Kavanaugh’s description in his answer is misleading. In his “separate opinion,” which was specifically characterized as a dissent, he stated explicitly that he agreed with an additional dissent that argued that the panel’s decision was wrong because it was “inconsistent” with prior precedent. Kavanaugh went on to suggest that another reason that the Court should grant rehearing was to consider the property-based Fourth Amendment argument. But it was not Kavanaugh’s “position” that this argument was correct; to the contrary, he stated specifically in his dissent that he didn’t “yet know” if he agreed with it.

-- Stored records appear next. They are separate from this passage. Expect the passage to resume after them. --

PR #474, opened 2021-08-02
Improve parameter flattening

maxentile:
A basic utility for parameter optimization is to "flatten" a structured collection of parameter arrays into a single vector, and later "unflatten" a vector to recover the same structure. Optimization libraries like scipy.optimize usually assume they're talking to a function that accepts a flat parameter vector as input.

It would be good to avoid hard-coding a simple optimizer's logic in terms of elementwise operations applied in-place to a parameter structure we do not flatten, and to avoid hard-coding details of flattening / unflattening a specific parameter structure.

This PR:
- [x] Adds [a utility function](https://github.com/proteneer/timemachine/blob/5b668ffa0848a77f2558b8fceaf39bf87802f288/optimize/utils.py#L6-L41) for flattening and unflattening a generic structure of parameters, using Jax's pytree utilities.
- [x] Adds [two tests](https://github.com/proteneer/timemachine/blob/5b668ffa0848a77f2558b8fceaf39bf87802f288/tests/test_optimize.py#L18-L63) checking for correct flattening/unflattening round-trip behavior, when applied either to a nested structure or to an `ordered_params` structure
- [x] Removes two duplicates of a hardcoded `flatten(params, handles)` function from examples/


tests/test_optimize.py
```diff
@@ -1,13 +1,68 @@
...
+
+    example_pytree = dict(
+        Bonds=onp.random.randn(50, 2),
+        Angles=onp.random.randn(60, 3),
+        Extras=dict(
+            GlobalVars=[
+                jnp.arange(70),
+                onp.random.randn(80, 4)
+            ]
+        )
```
proteneer, line 46: Possible to also test a scalar?
eg. Bias=1.2, Multiplier=2.5

optimize/utils.py
```diff
@@ -0,0 +1,41 @@
...
+        f_flat(x) where x is a flat Jax array
+
+    See also:
+    * HIPS autograd.misc.flatten
+        https://github.com/HIPS/autograd/blob/c6f630a5ec18bd30f1485bc0dbbccb8664c77510/autograd/misc/flatten.py#L9-L15
+        which has similar intended usage but a slightly different signature:
+        flatten(value) -> flat_value, unflatten_fxn
+    """
+
+    tree_structure = tree_util.tree_structure(example_tree)
```
proteneer, line 21: nice usage of tree_util!

proteneer:
This LGTM for now - might want to consider adding support for adding per-type learning rates later on? (based on the maximum change in energy or something).

proteneer (approved):

examples/hif2a/fit_to_multiple_rbfes.py
```diff
@@ -447,33 +410,31 @@ def equilibrate_edges(datasets: List[Dataset], systems: List[Dict[str, Any]], nu
...
 
             # based on current estimate of (loss, grad, and simulation stability), return a conservative step to take in parameter space
             theta_increment = truncated_step(flat_theta, loss, flat_loss_grad,
                                              step_lower_bound=_compute_step_lower_bound(loss, blown_up))
-            param_increments = unflatten_theta(theta_increment)
+            param_increments = unflatten(theta_increment)
 
             # for any parameter handler types being updated, update in place
-            for handle in ordered_handles:
+            for (handle, increment) in zip(ordered_handles, param_increments):
```
badisa, line 422: nit: the `()` around handle and increment are unncessary

optimize/utils.py
```diff
@@ -0,0 +1,41 @@
+from jax import tree_util, numpy as np
+import numpy as onp
+from typing import Tuple, Callable
+
+
+def flatten_and_unflatten(example_tree) -> Tuple[Callable, Callable]:
```
badisa, line 6: nit: example_tree makes me think this is an example rather than production code

badisa (approved):

tests/test_optimize.py
maxentile: This assumes arrays -- would `Bias=np.array([1.2])` be okay to add for this test or should I modify flatten_and_unflatten to handle float-valued as well as array-valued leaves?

optimize/utils.py
maxentile: Do you have a preferred name for this argument? I chose `example_tree` after rejecting:
* `tree`, since that introduces a name collision with definitions within the function
* `template_tree`, since that suggests the argument is more generic or more template-y, rather than "just an example of what you're trying to flatten"
* `tree_structure`, since that has a specific meaning in jax.tree_util

Perhaps `tree_instance` would be preferred?

examples/hif2a/fit_to_multiple_rbfes.py
maxentile: Addressed in https://github.com/proteneer/timemachine/pull/474/commits/98a5653f4a6584744dd136abd196e4c32b5ed386

optimize/utils.py
badisa: Perhaps `input_tree` or `base_tree`?

maxentile: Addressed in https://github.com/proteneer/timemachine/pull/474/commits/79586b0b247cdbfbb133a073bc23f817f4222db8

tests/test_optimize.py
maxentile: Added length-one arrays to this test in https://github.com/proteneer/timemachine/pull/474/commits/97ec17aed72058f08831e7183269d03267662860 .

Modifying flatten_and_unflatten to handle float-valued as well as array-valued leaves shortly...

maxentile: Float-valued leaves handled in https://github.com/proteneer/timemachine/pull/474/commits/9d258e34c667640f7afc3fed38d52aca24c0a6bf

PR #441, opened 2021-06-02
Increase number of argument names included in Python bindings

maxentile:
Increases informativeness of `help(Potential.execute_selective)` (and a couple others), following https://pybind11.readthedocs.io/en/stable/basics.html#keyword-args .

Consistent with how argument names have been supplied elsewhere in `wrap_kernels.cpp`, such as https://github.com/proteneer/timemachine/blob/be9db7961ab8d0007740ebc7bb764c519f3f26c5/timemachine/cpp/src/wrap_kernels.cpp#L144

-------------
Before:
```
Help on instancemethod in module timemachine.lib.custom_ops:

execute_selective(...)
    execute_selective(self: timemachine.lib.custom_ops.Potential, arg0: numpy.ndarray[numpy.float64], arg1: numpy.ndarray[numpy.float64], arg2: numpy.ndarray[numpy.float64], arg3: float, arg4: bool, arg5: bool, arg6: bool, arg7: bool) -> tuple
```

After:
```
Help on instancemethod in module timemachine.lib.custom_ops:

execute_selective(...)
    execute_selective(self: timemachine.lib.custom_ops.Potential, coords: numpy.ndarray[numpy.float64], params: numpy.ndarray[numpy.float64], box: numpy.ndarray[numpy.float64], lam: float, compute_du_dx: bool, compute_du_dp: bool, compute_du_dl: bool, compute_u: bool) -> tuple
```

PR #475, opened 2021-08-03
Fast delta_U computation

proteneer:
This PR implements the C++ side of computing Us (U terms that depend on lambda) efficiently. It follows roughly that of multiple_steps. However, it has a alot of nuances that make it rather difficult to merge into existing multiple_branches path. In particular, this PR enables one to quickly compute energies across a fixed number of lambda windows, and will be sped up *drastically* soon with @badisa's upcoming PR.


timemachine/cpp/src/context.hpp
```diff
@@ -57,6 +72,7 @@ class Context {
 
     unsigned long long *d_du_dx_t_; // du/dx [N,3]
     unsigned long long *d_du_dl_buffer_; // du/dl [N]
+    unsigned long long *d_u_buffer_; // du/dl [N]
```
maxentile, line 75: line comment may be out of sync

timemachine/cpp/src/wrap_kernels.cpp
```diff
@@ -180,6 +180,61 @@ void declare_context(py::module &m) {
...
+    .def("multiple_steps_delta_U", [](timemachine::Context &ctxt,
+        const double lambda,
+        const int n_steps,
+        const py::array_t<double, py::array::c_style> &lambda_windows,
+        int store_u_interval,
+        int store_x_interval) -> py::tuple {
+        // (ytz): Collect energies across multiple snapshots.
+
+        // Let lambda_windows have shape [K].
+        // The return'd U matrix has F rows and K states. Where F == ceil(n_steps/store_u_interval).
```
maxentile, line 192:
```suggestion
        // The returned U matrix has F rows and K columns. Where F == ceil(n_steps/store_u_interval).
```

timemachine/cpp/src/wrap_kernels.cpp
```diff
@@ -180,6 +180,61 @@ void declare_context(py::module &m) {
...
+        // We are guaranteed that for any row U[i, :], the energies are correct up to a constant.
+        // Terms that depend on lambda will always be computed. For example, we may choose to omit
+        // the bonded energies that are independent of lambda from this calculation.
+
+        // Currently however, the energies just so happen to be exact, but this is not
+        // strictly guaranteed. So you should avoid comparing energies down the columns U[:, i].
```
maxentile, line 198: These usage comments are very important -- probably will save some missteps if these are made more visible to the Python layer. Would it be okay to switch these from line comments (visible only when inspecting `wrap_kernels.cpp` source) to a docstring (visible interactively via `help(ctxt.multiple_steps_delta_U)`)?

I think this can be done by moving these comments into a string, and then passing that string as the third argument to `.def` https://pybind11.readthedocs.io/en/stable/advanced/misc.html#generating-documentation-using-sphinx

timemachine/cpp/src/context.cu
```diff
@@ -140,6 +142,163 @@ std::array<std::vector<double>, 3> Context::multiple_steps(
...
+                        stream
+                    );
+                    gpuErrchk(cudaPeekAtLastError());
+                }
+
+            }
+
+            // for(int i=0; i < streams_.size(); i++) {
+                // gpuErrchk(cudaStreamSynchronize(streams_[i]));
+            // }
```
maxentile, line 251: remove?

timemachine/cpp/src/context.hpp
proteneer: willfix

timemachine/cpp/src/wrap_kernels.cpp
proteneer: It's not clear to me if

1) We need to depend on sphinx explicitly in the build step actually generate the docstrings
2) How help() can look up the generated docstrings
3) What we'd really like is something that pylint can read into (as opposed to something that's only usable interactively). I tested the approach above and it doesn't seem to trigger.

PS I don't mind adding sphinx etc. but we should actually verify that it would actually does what we want to do, namely 3).

badisa (approved):

timemachine/cpp/src/wrap_kernels.cpp
maxentile: Ahh, I misunderstood -- will have to look further into how to supply docstrings to pybind.

Re: 1, 2 -- Sorry, didn't mean to suggest adding sphinx dependency, just this was the first search result I encountered when looking for a page in the pybind documentation that shows how to supply a docstring. Supplying a string as the third argument to `.def` and having it accessible via `help(...)` does appear to work in other parts of the pybind documentation e.g. https://pybind11.readthedocs.io/en/stable/basics.html#keyword-arguments , and we had [previously](https://github.com/proteneer/timemachine/pull/441) added annotations to be visible to `help(...)`

Re: 3 -- Hadn't considered pylint compatibility, but that would be helpful for whichever documentation convention we adopt here.

Perhaps "documentation of Python bindings" should be moved into a new issue to avoid derailing the current PR?

Main point I wanted to ensure is visible to the Python layer is that there are per-row offsets. Some applications could be sensitive or insensitive to these offsets, so documenting this somehow to the Python user seems important.

An alternative to a docstring might be to add a keyword argument with a descriptive name for this offset behavior, and have it only accept `True` for now.

maxentile: On second thought, can this offset behavior be simplified / removed altogether?

We want to return `delta_U(x, target_lam) = U(x, target_lam) - U(x, reference_lam)`.

The comment suggests we are instead possibly returning `offset_delta_U(x, target_lam) = delta_U(x, target_lam) + offset(x)`.

Could we instead return `offset_delta_U(x, target_lam) - offset_delta_U(x, reference_lam)` -- which simplifies to `delta_U(x, target_lam)` -- so there is no longer an unspecified offset?

maxentile (approved):
Looks good! Should accelerate the task of computing the nested loop `[[U(x, lam) - U(x, reference_lam) for lam in lambdas] for x in trajectory]`, as required for MBAR -- with further acceleration forthcoming. This could also accelerate the task of [optimizing the spacing of intermediates in nonequilibrium switching](https://github.com/proteneer/timemachine/pull/442), which could use `[U(x, lam) - U(x, reference_lam) for lam in trial_lambdas]` (where `x` is the last frame of the current trajectory, and we want to select one of `trial_lambdas` to simulate in the next trajectory).

timemachine/cpp/src/wrap_kernels.cpp
proteneer: > Perhaps "documentation of Python bindings" should be moved into a new issue to avoid derailing the current PR?

Ok - let's settle then on simply having the docstring be accessible via help() for now, and look for a more robust solution (and editor friendly) one in a separate issue/PR.

> Some applications could be sensitive or insensitive to these offsets.

Applications that depend on the total energy probably aren't free energy methods :)

> We want to return `delta_U(x, target_lam) = U(x, target_lam) - U(x, reference_lam)`.

I see that this is bad naming, this should probably be renamed to "offset_U" for clarity.

> `The comment suggests we are instead possibly returning offset_delta_U(x, target_lam) = delta_U(x, target_lam) + offset(x).`

This is correct, we're really just returning energies shifted by a constant amount across the rows.

> Could we instead return offset_delta_U(x, target_lam) - offset_delta_U(x, reference_lam)

Wouldn't returning `offset_delta_U(x, target_lam) - offset_delta_U(x, reference_lam)` require us to return a NxN matrix of energies for *each* frame x against all `target`, `reference` pair of lamba window combinations. Are you suggesting that we explicitly fix the `reference` lambda window  to that of the window used to run the MD simulation (`lambda` argument as opposed to `lambda_windows`)? Note that the reference lambda window *currently* isn't guaranteed to be an element of the "lambda_windows" we evaluate the energies at, but we can change this.

timemachine/cpp/src/wrap_kernels.cpp
```diff
@@ -180,6 +180,61 @@ void declare_context(py::module &m) {
         ctxt.get_x_t(buffer.mutable_data());
         return buffer;
     })
+    .def("multiple_steps_delta_U", [](timemachine::Context &ctxt,
+        const double lambda,
```
proteneer, line 184: @maxentile  wasn't sure if this was what you meant by "reference"?

timemachine/cpp/src/wrap_kernels.cpp
proteneer: Not sure if we can pick an arbitrary `reference_lambda` here... since we want the delta_Us returned to be the same independent of the choice of `reference_lambda` (at least if they were to be used in MBAR/inf-switch).

`U` evaluated is clearly dependent on `lambda`: `U(x,lamb) = U_independent(x) + U_dependent(x, lamb)`. If we were to evaluate at two different values of `lambda`:

`U(x, lamb_ref) = U_independent(x) + U_dependent(x, lamb_ref)`
`U(x, lamb_target) = U_independent(x) + U_dependent(x, lamb_target)`
`delta_U = U_dependent(x, lamb_target) - U_dependent(x, lamb_ref)`

The exact value of the delta_Us we get back out would then be dependent on `lamb_ref`. The offsetting approach only shifts the `U_independent` component by a fixed constant, and is actually what we want.

maxentile: >Wouldn't returning offset_delta_U(x, target_lam) - offset_delta_U(x, reference_lam) require us to return a NxN matrix of energies for each frame x against all target, reference pair of lamba window combinations. 

No -- sorry for unclarity. There is one `reference_lam` (in the `lambda` argument) and multiple `target_lam`s (in the `lambdas` argument).

>Are you suggesting that we explicitly fix the reference lambda window to that of the window used to run the MD simulation (lambda argument as opposed to lambda_windows)?

Yes!

This wouldn't cost any generality, unless I'm missing something? This would just replace an unspecified behavior (how much is each row offset by) with a specified behavior (each row is offset by 0).

>I see that this is bad naming, this should probably be renamed to "offset_U" for clarity.

That might be better!

Summary of improvement options:
* Change definition to return `delta_U`
* Change name or add other user-facing hint that `offset_U` is returned

maxentile: Resolved in https://github.com/proteneer/timemachine/pull/475/commits/7c07f1846a8033ba8b354eb606cb6dbe309639ac by changing function name from `multiple_steps_delta_U` to `multiple_steps_U` and expanding comments into a docstring

timemachine/cpp/src/wrap_kernels.cpp
```diff
@@ -180,6 +180,84 @@ void declare_context(py::module &m) {
...
+
+        store_x_interval: int
+            How often we store the frames
+
+        Returns
+        -------
+        3-tuple of energies, coordinates, boxes
+            Energies have shape (ceil(n_steps/store_u_interval), K)
+            Coordinates have shape (ceil(n_steps/store_x_interval), N, 3)
+            Boxes have shape (ceil(n_steps/store_x_interval), 3, 3)
```
maxentile, line 251: Nit:
```suggestion
            Energies have shape (F, K)
            Coordinates have shape (F, N, 3)
            Boxes have shape (F, 3, 3)
```
since `F = ceil(n_steps/store_u_interval)` is introduced and used earlier in this docstring

PR #479, opened 2021-08-05
Feature/energy of subset of system#472

badisa:


badisa:
This needs to be revisited after the reversion, closing to avoid load on CI

PR #483, opened 2021-08-09
Add logging statements to worker script

badisa:
* Provides start time and time in seconds


badisa:
This will provide some information when determining what triggered a hang

proteneer (approved):

proteneer:
lgtm - may want to extract a more meaningful name later on but i'm okay with this as is.

PR #485, opened 2021-08-10
Move docs and thermo_deriv into attic

maxentile:
A small quality-of-life improvement we discussed was to move some components of timemachine that are valuable for reference but that are no longer maintained into an `attic/` folder, to ease navigation of the live code.

This PR makes a couple of the easiest moves, where whole top-level folders appear safe to move: 
- [x] Move the backpropagation-through-time notes from `docs/` to `attic/docs/` -- these are valuable for reference, and we may want to use these techniques again in future steps, but this has gotten a bit out of sync with the current implementation
- [x] Move numerical experiments from `thermo_deriv/` to `attic/thermo_deriv/` -- these currently have some unsatisfied dependencies, and I wasn't immediately able to document the intent or result of each experiment -- perhaps @proteneer could add a few words to the readme about any noteworthy aspects we expect to reference later?
- [x] Add brief list of contents to `attic/readme.md`

Later, we might move any smaller bits and pieces we find ourselves tripping over.


proteneer:
Thanks!

> Move the backpropagation-through-time notes from docs/ to attic/docs/ -- these are valuable for reference, and we may want to use these techniques again in future steps, but this has gotten a bit out of sync with the current implementation

Sounds good, was fun while it lasted.

> Move numerical experiments from thermo_deriv/ to attic/thermo_deriv/ -- these currently have some unsatisfied dependencies, and I wasn't immediately able to document the intent or result of each experiment -- perhaps @proteneer could add a few words to the readme about any noteworthy aspects we expect to reference later?

Most of these were written while I was on "vacation"  last summer - I'd need to dig in to what they were doing or they convinced me that thermodynamics works at all later.

badisa (approved):
🚀

proteneer (approved):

It is correct that a property-based view of the Fourth Amendment was an important basis of the unanimous Supreme Court decision affirming the DC Circuit panel opinion that focuses on the attachment of the GPS device to the vehicle. The D.C. Circuit panel opinion had pointed out that the GPS device was “installed” on the suspect’s car “without a valid warrant.” But the other Fourth Amendment theory relied on primarily by the D.C. Circuit panel — that the GPS installation and use violated the suspect’s reasonable expectation of privacy — was also relied upon by the Supreme Court. In fact, four justices made clear that only that rationale was correctly applied; even the justices who used the property-based rationale explained that the “reasonable expectation of privacy” analysis also supported the decision.
In sum, Kavanaugh’s claims that by upholding the D.C. Circuit opinion from which he dissented, the Court agreed with his position is clearly misleading and inaccurate for two reasons. He did not, in fact, advocate the position that the GPS use was improper based on a property-related rationale, and agreed with a dissent that claimed the panel decision was wrong. And the Supreme Court did not reject the D.C. Circuit’s analysis and substitute another rationale that Kavanaugh actually agreed with.
Whatever Kavanaugh’s intent in his questionnaire answers, they demonstrate a clear misreading of Supreme Court decisions and his own opinion, mislead the Senate Judiciary Committee, and fail to answer broader concerns about his extreme record of dissents on the D.C. Circuit, where he dissented more often than any other active judge and disagreed with even his conservative Republican colleagues. No matter their political leanings, Americans deserve a Supreme Court justice whose answers demonstrate a cogent understanding of Court decisions and whose responses illuminate, not obfuscate, their record.